After a brutally slow start to the year, the technology IPO market seems to be returning to life, with Nutanix skyrocketing in its first day of trading on Sept. 30 and another cloud computing company ready to go public later this week.
Nutanix — whose data center technology combines computing, storage and networking into a single product — soared to more than twice its pricing during its debut Sept. 30, up 130 percent, closing at $37 per share after opening at $26.50. Nutanix shares continued rising Monday, up about 9 percent in midday trading.
The high-flying stock price made Nutanix the first IPO to double in its first day since August 2015. It even outdid Twilio, a cloud communications platform company that rocketed more than 91 percent higher on its first day of trading in June and has since soared more than 300 percent.
Shares of business-management software vendor Apptio are up more than 36 percent since it went public last month.
The success of these venture-based U.S. tech companies is opening up the market for other billion-dollar start-ups to make the IPO leap.
"Tech IPOs are being very well received right now in the market. ... The window has opened up," said Kathleen Smith, principal of Renaissance Capital, which manages IPO-focused exchange-traded funds. "We expect more this year, and we'd imagine some of the larger ones are targeting 2017."
The current surge is a welcome change for the tech IPO market after a very slow start to the year.
Though an estimated three dozen software companies have been privately valued above $1 billion, according to The Wall Street Journal, many major venture-backed companies have stood on the sidelines of the public market this year.
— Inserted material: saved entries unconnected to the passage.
PR #264, opened 2019-11-22
Seaice mask removal

### LINKED ISSUE #263: Remove the sea-ice mask in B
**Description**
The background based mask in the sea-ice B creates issues  when using an ensemble for the background error.

 **Solution**
Use the same mask as the ocean for sea-ice.

guillaumevernieres:
## Description
See issue #263: The sea-ice mask in B is removed, which changes all the tests making use of bump.
 
What bug does it fix, or what feature does it add? **Not a bug But also not a feature**
Is a change of answers expected from this PR? **Yes**

### Issue(s) addressed
- closes #263 
- May address an issue observed in #262 

## Testing
How were these changes tested? **ctest only**
What compilers / HPCs was it tested with?**gcc**

## Dependencies
None

### DIFF
--- a/src/soca/Covariance/soca_covariance_mod.F90
+++ b/src/soca/Covariance/soca_covariance_mod.F90
@@ -32,7 +32,6 @@ end type soca_pert
 type :: soca_cov
    type(bump_type), allocatable :: ocean_conv(:)  !< Ocean convolution op from bump
    type(bump_type), allocatable :: seaice_conv(:) !< Seaice convolution op from bump
-   integer,         allocatable :: seaice_mask(:,:)
    type(soca_field),    pointer :: bkg            !< Background field (or first guess)
    logical                      :: initialized = .false.
    type(soca_pert)              :: pert_scale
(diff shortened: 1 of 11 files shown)


aerorahul (commented):
@guillaumevernieres 
Can you explain why answers change?  Is it because a different mask is being applied?

travissluka:
@aerorahul yes. Due to the different mask, enspert will create different answers, which of course effects everything downstream

guillaumevernieres:
... And the sea-ice mask was also fed to bump. So the correlation operator is different.

travissluka (changes requested):
remove `i`,`j` at `soca_covariance_mod.F90` (line 66) as they are no longer used now.

I'm getting some nice divide by zeros in staticbinit with intel19 debug. I'm looking into it, might be a saber problem.

travissluka:
hmm, weird, intel19 debug throws a div by zero in the nicas normalization for the second horiz_convol that is created (in this case the ice, but if I switch the calls so that ice is created first, then the div by zero occurs in the ocean). Weird

guillaumevernieres:
image
Blame the rest of the world and move on?

travissluka:
@guillaumevernieres I found where the bug is occurring in saber, but when I try to debug with print statements the bug goes away :thinking: . Probably a compiler bug, move along. 

Fix the i,j variable issue and we can merge

travissluka (approved):

PR #267, opened 2019-12-04
randomize only the  fields listed in the yaml

travissluka:
## Description

All ocean/ice/sfc fields were being randomized when `Fields::random()` was called. This was causing problems when calculating norms with the upcoming addition of the `geometryIterator` test if not all fields were to be used. Now, only the fields used in the yaml file will be randomized, the rest will remain 0.0.

## Testing
* no change in the test answers (`enshofx` is currently failing due to unrelated reasons)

But that is starting to change, Smith said.
"I think we can say for sure that there's a lot of interest now, contrary to the beginning of the year, in high-growth technology IPOs," she said. "Investors are willing to value high-growth companies as long as volatility is low."
Coupa Software is looking to capitalize on that trend with its IPO later this week. The company, which provides cloud-based software to help businesses manage their spending, plans to raise $101 million in an IPO on Oct. 6. It will issue 6.7 million shares at a price range of $14 to $16.
In the last year ending July 31, the San Mateo, California,-based company generated $109 million in sales. Founded in 2006, Coupa has 590 employees.
The company seems promising in both the short- and long-term, Smith said.
"We think this is a good business," she said. "They have a lot of visibility and strong cash-flow dynamics — that's a long-term thing."